Let us first see an example:
```{r chunk_chapter4_32}
x = scale(iris[,1:4])
y = iris[,5]
plot(x[-100,1], x[-100, 3], col = y)
points(x[100,1], x[100, 3], col = "blue", pch = 18, cex = 1.3)
```
Which class would you decide for the blue point? What are the classes of the nearest points? Well, this procedure is used by the k-nearest-neighbors classifier and thus there is actually no "real" learning in a k-nearest-neighbors classification.

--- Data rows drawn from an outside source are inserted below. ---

PR #1293, opened 2022-03-25
Linter: if needed, make two parse attempts with and w/o pp-branches.

hzeller:
Parsing without filtering the preprocessing branches will work
most of the time and provide more 'material' for the linter to look
over. But if parsing fails in that case (because it can result
in invalid syntactic constructs), retry with preprocessing
branches enabled.


fangism (approved):
Recommend one integration test, so that we know if this feature has regressed.

hzeller:
> Recommend one integration test, so that we know if this feature has regressed.

Done. Though not integration test, but using `VerilogAnalyzer::AnalyzeAutomaticPreprocessFallback()`, which is tested separately.

PR #1295, opened 2022-03-25
Fixing syntax error on wire delay value 

karimtera:
This PR introduces a fix for declaring a net with delay, which is allowed by LRM (A.2.1.3) as:
`net_declaration ::= net_type [...] data_type_or_implicit [delay3] list_of_net_decl_assignments ;`

Added test: 
```verilog
module m; 
wire #(100) x = y,z=k,foo; 
endmodule
```
Proposed modification to 'verilog.y' grammer:

- 'net_declaration' rule now accepts:
` net_type delay3 net_variable_or_decl_assigns ';'`

Explanation:
'net_declaration' rule accepts  ` net_type data_type_or_implicit net_variable_or_decl_assigns ';'`
Which pares this line correctly
```verilog
wire  [12:0] #(100) x = y; 
```
Because 'data_type_or_implicit' accepts `decl_dimensions delay3_or_drive_opt`
Notice 'decl_dimensions' is not optional here, so removing it causes a problem.
An easy workaround would be to add a new rule for 'net_declaration' that works for this line only.

Issues fixed: [271](https://github.com/chipsalliance/verible/issues/271)

### DIFF
--- a/verilog/parser/verilog.y
+++ b/verilog/parser/verilog.y
@@ -5453,7 +5453,7 @@ net_declaration
                           MakePackedDimensionsNode($3),
                           $4, $5, $6); }
   | net_type delay3 net_variable_or_decl_assigns ';'
-  { $$ = MakeTaggedNode(N::kNetDeclaration, $1, $2, $3, $4); }
+  { $$ = MakeTaggedNode(N::kNetDeclaration, $1, nullptr, nullptr, $2, $3, $4); }
   /* TODO(fangism): net_type_identifer [ delay_control ] list_of_net_decl_assignments */
   /* TODO(fangism): TK_interconnect ... */
   ;
--- a/verilog/parser/verilog.y
+++ b/verilog/parser/verilog.y
@@ -5452,6 +5452,8 @@ net_declaration
     { $$ = MakeTaggedNode(N::kNetDeclaration, $1, $2,
                           MakePackedDimensionsNode($3),
                           $4, $5, $6); }
+  | net_type delay3 net_variable_or_decl_assigns ';'
+  { $$ = MakeTaggedNode(N::kNetDeclaration, $1, $2, $3, $4); }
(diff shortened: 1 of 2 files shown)


verilog/parser/verilog.y
```diff
@@ -5452,6 +5452,8 @@ net_declaration
     { $$ = MakeTaggedNode(N::kNetDeclaration, $1, $2,
                           MakePackedDimensionsNode($3),
                           $4, $5, $6); }
+  | net_type delay3 net_variable_or_decl_assigns ';'
+  { $$ = MakeTaggedNode(N::kNetDeclaration, $1, $2, $3, $4); }
```
fangism, line 5456: Let's try to make the fields of `kNetDeclarations` consistent with each other as much as possible.  For example, the one right above this has 6 arguments.  You may insert `nullptr`s to make similar fields line up.  

The consistency will make it easier to access common fields with functions in `CST/*`.

This consistency isn't strictly enforced today because we lack a proper abstract syntax tree, but some day we might get one.

verilog/parser/verilog_parser_unittest.cc
```diff
@@ -1786,6 +1786,7 @@ static const ParserTestCaseArray kModuleTests = {
     "swimming bool;  // bool is an Icarus Verilog extension\n"
     "endmodule",
     // net declarations
+    "module m; wire #(100) x = y,z=k,foo; endmodule\n",
```
fangism, line 1789: Let's also include a minimalist case that exercise the new syntax rule, e.g.

```
module m; wire #(100) x = y; endmodule;
```

fangism (changes requested):
Thank you for this fix!

fangism:
@hzeller  Internally, this happens to be b/161138189.

fangism (approved):

PR #1299, opened 2022-03-28
Document for each project the expected number of tool failures.

hzeller:
Tools fail on some of the files. So far, we only were concerned about
crashes in tool in the smoke tests, but recently improvements have
been sen in also reducing the number of files we can't process.

This change documents how many of these failures are to be expected
to make sure we don't add regressions (if failures increase, the
smoke test will fail), but also detect when we see less than expected
failures.

### DIFF
--- a/.github/bin/smoke-test.sh
+++ b/.github/bin/smoke-test.sh
@@ -132,16 +132,16 @@ ExpectedFailCount[syntax:ibex]=13
 ExpectedFailCount[lint:ibex]=13
 ExpectedFailCount[project:ibex]=175
 
-ExpectedFailCount[syntax:opentitan]=29
-ExpectedFailCount[lint:opentitan]=29
+ExpectedFailCount[syntax:opentitan]=27
+ExpectedFailCount[lint:opentitan]=27
 ExpectedFailCount[formatter:opentitan]=1
-ExpectedFailCount[project:opentitan]=648
+ExpectedFailCount[project:opentitan]=646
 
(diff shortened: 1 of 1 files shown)


.github/bin/smoke-test.sh
```diff
@@ -119,6 +119,88 @@ KnownIssue[formatter:$BASE_TEST_DIR/ivtest/ivltests/packed_dims_invalid_class.v]
...
+  echo "  -> Non zero exit code ${OBSERVED_NONZERO_COUNT}/${NUM_FILES}"
+
+  expected_count_key="${TOOL_SHORT_NAME}:${PROJECT_NAME}"
+  if [[ -v ExpectedFailCount[${expected_count_key}] ]]; then
+    expected_count=${ExpectedFailCount[${expected_count_key}]}
+    if [ ${OBSERVED_NONZERO_COUNT} -gt ${expected_count} ] ; then
+      echo "::error:: 😱 More failures than expected ${expected_count}"
+      return 1
+    elif [ ${OBSERVED_NONZERO_COUNT} -lt ${expected_count} ] ; then
+      echo "::notice:: 🎉 Yay, reduced non-zero exit count than expected ${expected_count}"
```
fangism, line 192: Is there an action to recommend here, like "update the improved expected count?"

fangism (approved):

.github/bin/smoke-test.sh
hzeller: Yes - printed out now what to change in the scrip twhen this happens.

Issue #1308, opened 2022-04-01
Smoke test update expected failures


karimtera:
Hello, 

I am facing the same issue as [#1306](https://github.com/chipsalliance/verible/issues/1306).

Needed fixes:
- `project:ibex`: 173 instead of 172
- `syntax:opentitan`: 28 instead of 27
- `lint:opentitan`: 28 instead of 27
- `project:opentitan`: 650 instead of 648

hzeller:
Fixed with #1311 that also adds a little bit of padding to the expected failure numbers.

PR #1309, opened 2022-04-01
smoke test was expecting less failures

karimtera:
Description:
Updates smoke test expected failures.

Changes:
- `project:ibex`: 173 instead of 172
- `syntax:opentitan`: 28 instead of 27
- `lint:opentitan`: 28 instead of 27
- `project:opentitan`: 650 instead of 648

Fixes: [#1308](https://github.com/chipsalliance/verible/issues/1308)


hzeller:
I've now addressed this also with a little bit of 'allowance' around the particular problem #1311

For applying a k-nearest-neighbors classification, we first have to scale the data set, because we deal with distances and want the same influence of all predictors. Imagine one variable has values from -10.000 to 10.000 and another from -1 to 1. Then the influence of the first variable on the distance to the other points is much stronger than the influence of the second variable. On the iris data set, we have to split the data into training and test set on our own. Then we will follow the usual pipeline.
```{r chunk_chapter4_33}
data = iris
data[,1:4] = apply(data[,1:4],2, scale)
indices = sample.int(nrow(data), 0.7*nrow(data))
train = data[indices,]
test = data[-indices,]
```
Fit model and create predictions:
```{r chunk_chapter4_34}
library(kknn)
set.seed(123)
knn = kknn(Species~., train = train, test = test)
summary(knn)
table(test$Species, fitted(knn))
```
## Support Vector Machines (SVMs)
Support vectors machines have a different approach. They try to divide the predictor space into sectors for each class. To do so, a support-vector machine fits the parameters of a hyperplane (a $n-1$ dimensional subspace in a $n$-dimensional space) in the predictor space by optimizing the distance between the hyperplane and the nearest point from each class.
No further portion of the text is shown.